### Task description:
Show every line in the records below that contains the word "usage".

### Data shown:
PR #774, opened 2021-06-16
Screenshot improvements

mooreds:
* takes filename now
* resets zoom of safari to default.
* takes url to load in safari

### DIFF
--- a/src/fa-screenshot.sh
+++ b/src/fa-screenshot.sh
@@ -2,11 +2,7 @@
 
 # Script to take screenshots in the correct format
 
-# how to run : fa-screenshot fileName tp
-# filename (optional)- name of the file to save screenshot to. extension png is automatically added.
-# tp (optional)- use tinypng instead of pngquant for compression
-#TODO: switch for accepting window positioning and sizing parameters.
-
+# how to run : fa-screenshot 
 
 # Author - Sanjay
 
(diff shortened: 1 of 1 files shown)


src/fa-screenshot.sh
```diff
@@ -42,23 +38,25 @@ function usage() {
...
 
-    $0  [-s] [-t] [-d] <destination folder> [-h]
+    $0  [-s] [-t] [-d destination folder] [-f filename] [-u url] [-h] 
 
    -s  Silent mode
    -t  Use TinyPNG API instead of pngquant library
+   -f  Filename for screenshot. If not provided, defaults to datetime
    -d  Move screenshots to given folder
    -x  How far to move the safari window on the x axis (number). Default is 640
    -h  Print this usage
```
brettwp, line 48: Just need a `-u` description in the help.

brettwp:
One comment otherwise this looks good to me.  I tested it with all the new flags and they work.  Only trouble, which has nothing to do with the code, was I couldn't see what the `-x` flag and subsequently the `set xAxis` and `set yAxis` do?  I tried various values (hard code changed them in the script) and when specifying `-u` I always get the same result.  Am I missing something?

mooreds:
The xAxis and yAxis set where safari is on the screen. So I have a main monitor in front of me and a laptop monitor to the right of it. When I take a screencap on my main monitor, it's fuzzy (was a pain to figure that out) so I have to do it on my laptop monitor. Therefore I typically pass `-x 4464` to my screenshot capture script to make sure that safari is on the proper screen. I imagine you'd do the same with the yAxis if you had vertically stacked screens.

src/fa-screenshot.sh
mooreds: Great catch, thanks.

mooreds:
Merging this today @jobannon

### Your solution:
@@ -42,23 +38,25 @@ function usage() {
    -h  Print this usage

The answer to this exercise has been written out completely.